Irina Anurina

Personal information
- Full name: Ирина Дмитриевна Анурина
- Born: Irina Dmitrievna Anurina April 11, 1999 (age 27) Kaluga

Sport
- Sport: Russian draughts
- Club: Checkers Russian (Kaluga)
- Coached by: Elena Anurina

Achievements and titles
- National finals: 2019 — Gold; 2017 — Silver; 2019 — Bronze

= Irina Anurina =

Russian athlete

Irina Dmitrievna Anurina (Ирина Дмитриевна Анурина; born April 11, 1999, Kaluga) is a Russian draughts player, and a member of the Russian national team. Master of Sports of Russia (2015). Winner of the Russian championship in Russian drafts (2019).

==Biography==
===Sports career===
Pupil of Sports school Checkers Russian in Kaluga.

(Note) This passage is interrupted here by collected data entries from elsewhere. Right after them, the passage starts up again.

PR #718, opened 2024-06-26
[plan-entity] Added missing FS_Plugin_Plan property declarations to p…

fajardoleo:
…revent triggering warnings when the plugin information dialog is opened.


swashata (approved):
LGTM

PR #722, opened 2024-07-17
[filters] [pricing-url] Updated the pricing_url filter so that it als…

fajardoleo:
…o updates the pricing/upgrade submenu item's URL.

### DIFF
--- a/includes/class-freemius.php
+++ b/includes/class-freemius.php
@@ -14674,6 +14674,20 @@
                 $this->_parent->addon_url( $this->_slug ) :
                 $this->_get_admin_page_url( 'pricing', $params );
 
+            return $this->get_pricing_url_with_filter( $url );
+        }
+
+        /**
+         * Retrieves the filtered pricing URL.
+         *
+         * @author Leo Fajardo (@leorw)
+         * @since  2.7.4
+         *
+         * @param string $url
+         *
+         * @return string
+         */
+        private function get_pricing_url_with_filter( $url ) {
             return $this->apply_filters( 'pricing_url', $url );
         }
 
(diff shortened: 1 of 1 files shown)


includes/class-freemius.php
```diff
@@ -18800,18 +18800,34 @@ private function add_submenu_items() {
...
-                        array( &$this, '_pricing_page_render' ),
-                        $this->get_plugin_name() . ' &ndash; ' . $this->get_text_x_inline( 'Pricing', 'noun', 'pricing' ),
-                        'manage_options',
-                        'pricing',
-                        'Freemius::_clean_admin_content_section',
-                        WP_FS__LOWEST_PRIORITY,
-                        ( $add_submenu_items && $show_pricing ),
-                        $pricing_class
-                    );
+                    $custom_pricing_url        = $this->apply_filters( 'pricing_url', null );
```
swashata, line 18803: @fajardoleo Could you please refactor the `pricing_url` method and extract the logic to apply the filter in a private function

```php
function pricing_url(...) {
  $url = ...;

  return $this->get_pricing_url_with_filter( $url );
}

private function get_pricing_url_with_filter( $url ) {
  return $this->apply_filters( 'pricing_url', $url );
}
```

Then here, instead of calling the filter ad-hoc, you can do

```php
$custom_pricing_url = $this->get_pricing_url_with_filter( null );
```

This will result in a single source of truth where the filter `pricing_url` is applied so it less error prone. Thanks.

swashata (changes requested):

swashata (approved):
LGTM 👏

PR #724, opened 2024-07-17
[plugin-information-dialog] Try to fetch data from WP only when the p…

fajardoleo:
…lugin is actually WP.org-compliant.


swashata (approved):
LGTM

PR #726, opened 2024-07-18
[plugin-information-dialog] [updates] Updated the update mechanism to…

fajardoleo:
… align with the changes in WordPress plugin update AJAX requests.


swashata (approved):
LGTM, also tested with both both WP 6.5, 6.6 and below.

PR #727, opened 2024-07-23
Improved the support for plugins with free and premium versions that …

fajardoleo:
…can be activated in parallel.


includes/class-freemius.php
```diff
@@ -7407,6 +7407,11 @@ function _activate_plugin_event_hook() {
                     $this->apply_filters( 'deactivate_on_activation', true )
                 ) {
                     deactivate_plugins( $other_version_basename );
+                } else if ( $is_premium_version_activation ) {
```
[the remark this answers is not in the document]
swashata: Now thinking about it again, perhaps we would want to also handle "Free plugin activation", for example user activates pro version, then deactivates free version on their own. Then notices the pro doesn't work without the Free, so they activate the Free version again. So instead of the `else` part here, we can do something like (pseudo code)

```php
// If both free and premium version are active, then remove SDK from the Free version to avoid having it load the configuration.
if (is_plugin_active( $other_version_basename ) ) {
  fs_remove_sdk_reference_by_basename( $this->_free_plugin_basename );
}
```

But please double check me.

swashata (commented):
Please see my suggestions, thanks.

includes/class-freemius.php
```diff
@@ -8198,20 +8203,35 @@ function _deactivate_plugin_hook() {
...
                 }
             }
 
-            fs_fallback_to_newest_active_sdk();
+            if (
+                ! empty( $fs_active_plugins->newest ) &&
+                ! empty( $fs_active_plugins->newest->plugin_path ) &&
+                $fs_active_plugins->newest->plugin_path === $plugin_basename
+            ) {
+                fs_fallback_to_newest_active_sdk();
```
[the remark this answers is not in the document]
fajardoleo: @swashata It was actually supposed to reduce risks since it's called only when it's necessary. However, in the current code, we are always calling it anyway. I have reverted the changes.

includes/class-freemius.php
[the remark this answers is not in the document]
fajardoleo: @swashata In that use case, when the premium version is activated, the latest SDK is already set to the SDK that comes with the premium version (when using the code in this PR). When the free version is deactivated and reactivated, it will not have any effect on the latest SDK information. Please let me know if I missed something :) Thanks!

includes/fs-essential-functions.php
```diff
@@ -415,4 +415,25 @@ function fs_fallback_to_newest_active_sdk() {
                 fs_update_sdk_newest_version( $newest_sdk_path, $newest_sdk_data->plugin_path );
             }
         }
+    }
+
+    if ( ! function_exists( 'fs_remove_sdk_reference_by_basename' ) ) {
+        /**
+         * @author Leo Fajardo (@leorw)
+         * @since 2.7.4
```
swashata, line 423: `@since 2.8.0` or `2.7.3.6`. I don't think there will be a `2.7.0` version.

includes/class-freemius.php
```diff
@@ -7544,6 +7545,45 @@ function _activate_plugin_event_hook() {
...
+        /**
+         * @author Leo Fajardo (@leorw)
+         * @since 2.8.0
+         *
+         * @param string $plugin
+         * @param bool   $network_wide
+         */
+        function _activated_plugin( $plugin, $network_wide ) {
+            // We cannot rely on fs_remove_sdk_reference_by_basename() for reordering, as the latest SDK reference might be associated with a different product, leading to the reordering of that product instead of the intended one.
+            $this->move_free_plugin_to_end_of_active_plugins( $this->_free_plugin_basename );
```
swashata, line 7557: I suggest not to pass the `$this->_free_plugin_basename` as the function can already get it from the instance. (Just for code readability)

includes/class-freemius.php
```diff
@@ -7544,6 +7545,45 @@ function _activate_plugin_event_hook() {
...
+
+            if ( $plugin !== $this->_free_plugin_basename ) {
+                /**
+                 * To avoid placing the free version at the start of the active plugins option when the SDK is loaded from it, remove the SDK reference linked to the free version if it is the newest.
+                 */
+                fs_remove_sdk_reference_by_basename( $this->_free_plugin_basename );
```
swashata, line 7563: Will it hurt us even if the SDK reference from the free version is at top? I don't mind doing this "just in case", but just asking for my understanding.

includes/class-freemius.php
```diff
@@ -7544,6 +7545,45 @@ function _activate_plugin_event_hook() {
...
+            }
+        }
+
+        /**
+         * @author Leo Fajardo (@leorw)
+         * @since 2.8.0
+         *
+         * @param string $plugin
+         */
+        private function move_free_plugin_to_end_of_active_plugins( $plugin ) {
```
swashata, line 7573: Please remove the `$plugin` parameter and rely solely on `$this->_free_plugin_basename`. If that's not set, just bail early.

```php
if ( empty( $this->_free_plugin_basename ) ) {
  return;
}
```

includes/class-freemius.php
```diff
@@ -7544,6 +7545,45 @@ function _activate_plugin_event_hook() {
...
+            $active_plugins = get_option( 'active_plugins' );
+
+            // Move the free version to the last position in the active plugins option.
+            if ( false !== ( $key = array_search( $plugin, $active_plugins ) ) ) {
+                unset( $active_plugins[ $key ] );
```
swashata, line 7578: Let's either use `array_splice` or right after `unset`, let's reindex the array with `$active_plugins = array_values( $active_plugins )`.

includes/class-freemius.php
swashata, line 7573: Don't we want to handle network wide activation too?

CleanShot 2024-08-20 at 11 35 31@2x

Maybe it will be difficult to support network wide. Since I see the `wp_get_active_network_plugins` function does a `sort` when being called. If that's the case then please add some comment here.

includes/class-freemius.php
```diff
@@ -7544,6 +7545,45 @@ function _activate_plugin_event_hook() {
...
         }
 
+        /**
+         * @author Leo Fajardo (@leorw)
+         * @since 2.8.0
+         *
+         * @param string $plugin
+         * @param bool   $network_wide
+         */
+        function _activated_plugin( $plugin, $network_wide ) {
```
swashata, line 7555: Proposing to rename this function to `_handle_free_and_premium_parallel_activation` or something like that, just for readability.

swashata (changes requested):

In 2014 Women's Cup of Russia won a fast program and became the third in the classical program. At the Youth World Championship in checkers-64 in 2014, Irina won silver in a lightning game, bronze in quick checkers and silver in the classical program, all three awards in the age category from 14 to 16 years.

In the Russian championship of Russian checkers in 2017 won silver in the blitz program. In March 2019 Irina won the competition in the fast game and took the 3rd place in the lightning game.

===Family===
Mother Elena Anurina, she is Irina's coach. Father Dmitry Anurin, champion of Kaluga on Russian drafts.